I’m officially done with my dissertation — It’s been handed into to ml committee and I couldn’t change anything, even if I wanted to. This puts me in an odd position: for the past 24 months most of my days were spent working on my dissertation, either analyzing my interviews, outlining my ideas, writing or editing. Being done with this has left a pretty big hole in my daily schedule.

I’ve started work on a few other projects to fill this gap, projects that have me working with entirely new types of data than in my dissertation. My dissertation research was interview based. I conducted 110 interviews which produced something like 70 hours of tape and over 3000 pages of transcripts. I have lots of detail on the 80 entrepreneurs I talked to. I know how and why they started their company, how they raised money from investors or why they’ve avoided it, the challenges they’ve faced and what they did to overcome them, if they’ve networked with other entrepreneurs and what they talked about.

This data is amazingly deep, but in the grand scheme of things it’s very small. I talked to about 1/3 of the high-tech entrepreneurs in each city who happened to be on a business directory I used. So, when I found really cool things in my interviews, like the fact that most entrepreneurs in Waterloo actively searched through their own social networks to find mentors but those in Ottawa mostly relied on their parents or former business partners to provide business advice, it’s hard to say if this is something True for everyone in the city or if it was just a coincidence. There are a few statistical tests to try to figure out what’s real and what’s an illusion, but they can only go so far.

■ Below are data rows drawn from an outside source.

PR #1309, opened 2024-05-24
[Interactive Graph] View locked circle

nishasy:
## Summary:
View a locked circle!

This PR is kind of long, but that was necessary due to cascading type updates.
It's also a lot of tests.

Issue: https://khanacademy.atlassian.net/browse/LEMS-1940

## Test plan:
`yarn jest`

Storybook
http://localhost:6006/?path=/story/perseus-widgets-interactive-graph--locked-circle

Screenshot 2024-05-23 at 5 05 51 PM

### DIFF
--- a/.changeset/mighty-mayflies-whisper.md
+++ b/.changeset/mighty-mayflies-whisper.md
@@ -1,0 +1,5 @@
+---
+"@khanacademy/perseus": minor
+---
+
+[Interactive Graph] Render locked circles on interactive graphs
--- a/packages/perseus-editor/src/components/locked-figures-section.tsx
+++ b/packages/perseus-editor/src/components/locked-figures-section.tsx
@@ -18,6 +18,9 @@ import type {Props as InteractiveGraphEditorProps} from "../widgets/interactive-
 import type {LockedFigure, LockedFigureType} from "@khanacademy/perseus";
 
 type Props = {
+    // Whether to show the M2 features in the locked figure settings.
+    // TODO(LEMS-2016): Remove this prop once the M2 flag is fully rolled out.
+    showM2Features?: boolean;
     figures?: Array<LockedFigure>;
     onChange: (props: Partial<InteractiveGraphEditorProps>) => void;
 };
@@ -102,6 +105,7 @@ const LockedFiguresSection = (props: Props) => {
 
                 return (
                     <LockedFigureSettings
+                        showM2Features={props.showM2Features}
                         expanded={expandedStates[index]}
                         onToggle={(newValue) => {
                             const newExpanded = [...expandedStates];
--- a/packages/perseus-editor/src/components/locked-figures-section.tsx
+++ b/packages/perseus-editor/src/components/locked-figures-section.tsx
@@ -92,12 +92,13 @@ const LockedFiguresSection = (props: Props) => {
 
     return (
         <View>
-            {figures?
-                // TODO(LEMS-1941): Implement circle locked figure settings.
-                // Remove this block once circle locked figure settings are
-                // implemented.
-                .filter(f => f.type !== "circle")
-                .map((figure, index) => {
+            {figures?.map((figure, index) => {
+                if (figure.type === "circle") {
+                    // TODO(LEMS-1941): Implement circle locked figure settings.
+                    // Remove this block once circle locked figure settings are
+                    // implemented.
+                    return;
+                }
 
                 return (
                     <LockedFigureSettings
--- a/packages/perseus-editor/src/components/locked-figures-section.tsx
+++ b/packages/perseus-editor/src/components/locked-figures-section.tsx
@@ -92,13 +92,12 @@ const LockedFiguresSection = (props: Props) => {
 
     return (
         <View>
-            {figures?.map((figure, index) => {
-                if (figure.type === "circle") {
-                    // TODO(LEMS-1941): Implement circle locked figure settings.
-                    // Remove this block once circle locked figure settings are
-                    // implemented.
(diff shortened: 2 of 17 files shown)


packages/perseus-editor/src/components/locked-figures-section.tsx
```diff
@@ -92,20 +92,31 @@ const LockedFiguresSection = (props: Props) => {
...
-                    onRemove={() => removeLockedFigure(index)}
-                />
-            ))}
+            {figures?.map((figure, index) => {
+                if (figure.type === "circle") {
+                    // TODO(LEMS-1941): Implement circle locked figure settings.
+                    // Remove this block once circle locked figure settings are
+                    // implemented.
+                    return;
+                }
```
jeremywiebe, line 101: **nit of all nits**: You could use `.filter()` here to remove any circles and then it would yield a less disruptive change here (to revert, you just remove the `.filter()`).  

I say this in full realization that this code will be reverted in the very near future.  :)   But, thinking more "functionally" by chaining array functions might be useful for other things.  

```suggestion
            {figures?
                // TODO(LEMS-1941): Implement circle locked figure settings.
                // Remove this block once circle locked figure settings are
                // implemented.
                .filter(f => f.type !== "circle")
                .map((figure, index) => {
```

.changeset/mighty-mayflies-whisper.md
```diff
@@ -0,0 +1,5 @@
+---
+"@khanacademy/perseus": minor
+---
+
+[Interactive Graph] Render locked circles on interactive graphs
```
jeremywiebe, line 5: Thanks for the clear change log entry!

packages/perseus/src/perseus-types.ts
```diff
@@ -690,6 +690,15 @@ export type LockedLineType = {
     showPoint2: boolean;
 };
 
+export type LockedCircleType = {
+    type: "circle";
+    center: Coord;
+    radius: number;
+    color: LockedFigureColor;
+    fillOpacity: number;
```
jeremywiebe, line 698: 🤔  I don't know if there's a requirement to give the authors the ability to control _how_ translucent the fill is.  What do you think about just having `boolean` for this?  Like `opaqueFill: boolean` or `translucent: boolean`?

jeremywiebe: 🤔  Thinking a bit further.  Maybe it's two flags:

```js
  filled: boolean,
  translucentFill: boolean,
```

What do you think?

packages/perseus/src/widgets/__stories__/interactive-graph.stories.tsx
```diff
@@ -135,6 +136,19 @@ export const AllLockedRays = (args: StoryArgs): React.ReactElement => (
     />
 );
 
+export const LockedCircle = (args: StoryArgs): React.ReactElement => (
+    <RendererWithDebugUI
+        apiOptions={{
+            flags: {
+                mafs: {
+                    segment: true,
+                },
```
jeremywiebe, line 145: Let's use the `flagsForApiOptions` helper here.  That way as we flip more flags to true overall, we just update them in one place. 

https://github.com/Khan/perseus/blob/main/packages/perseus-editor/src/__stories__/flags-for-api-options.ts

packages/perseus/src/widgets/__tests__/interactive-graph.test.ts
```diff
@@ -527,4 +528,34 @@ describe("locked layer", () => {
...
         });
     });
+
+    test("should render locked circles", async () => {
+        // Arrange
+        const {container} = renderQuestion(segmentWithLockedCircles, {
+            flags: {
+                mafs: {
+                    segment: true,
+                },
```
jeremywiebe, line 538: Same comment as earlier about using flagsForApiOptions.

I had another thought though.  Should these new locked figures be behind an M2 feature flag (like we [had for M1](https://github.com/Khan/perseus/blob/main/packages/perseus-editor/src/__stories__/flags-for-api-options.ts#L7))?

Maybe work that out with Mark.  I could see us shipping each locked figure as they're ready and tested, especially given we talked to Sarah P about possibly not needing full QE passes on locked figures.

packages/perseus/src/widgets/interactive-graphs/locked-circle.tsx
```diff
@@ -0,0 +1,10 @@
+import {Circle} from "mafs";
+import * as React from "react";
+
+import {lockedFigureColors, type LockedCircleType} from "../../perseus-types";
+
+const LockedCircle = (props: LockedCircleType) => {
+    return <Circle {...props} color={lockedFigureColors[props.color]} />;
```
jeremywiebe, line 7: Well that's easy! :)

jeremywiebe (approved):
Looking great!!  The one thing I think that needs to be resolved is whether we allow control over opacity.

packages/perseus/src/perseus-types.ts
jeremywiebe: Yep!  That's great!!

packages/perseus/src/widgets/__stories__/interactive-graph.stories.tsx
nishasy: I'll make sure to do that in the editor, but I don't think that necessary for viewing locked features. Also, I think `flags-for-api-toptions.ts` is in the `perseus-editor` package, whereas this stories file is in the `perseus` package.

mark-fitzgerald (approved):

The new project I’m working on gives me access to fantastic datasets about innovation and economic development in Canada. This includes the famous Dun and Bradstreet directory, which is the biggest dataset I’ve ever played with. Clocking in at 1.5 gigabytes, it contains information on more than 1.5 million Canadian firms. I would consider this to be on the very small end of ‘big data.’ For someone studying entrepreneurship, this is a godsend. I can now tell you, for instance, between 2001 and 2006, there were 669 new high tech firms founded in Toronto* and that the average sales of these firms are around $360,000. I can also make really cool pictures like this, which shows that there is a positive relationship between the proportion of immigrants in a region and the proportion of high tech firms in every province except Saskatchewan and New Brunswick.

What’s up with NB and SK?

But as I work more and more with this data, I’m beginning to see its limitations. I know things about a whole lot of firms, but I don’t know much about them. With the D&B data, I essentially know a firm’s name, it’s address, what year it was founded, what industry it’s in, how many employees they have and a guess about their sales number. In aggregate, these data can tell me many things — which regions have the most startups, which industries seem to grow the fastest, what’s the relationship between workers and sales across the entire country. But it also raises lots of questions that the data can never answer.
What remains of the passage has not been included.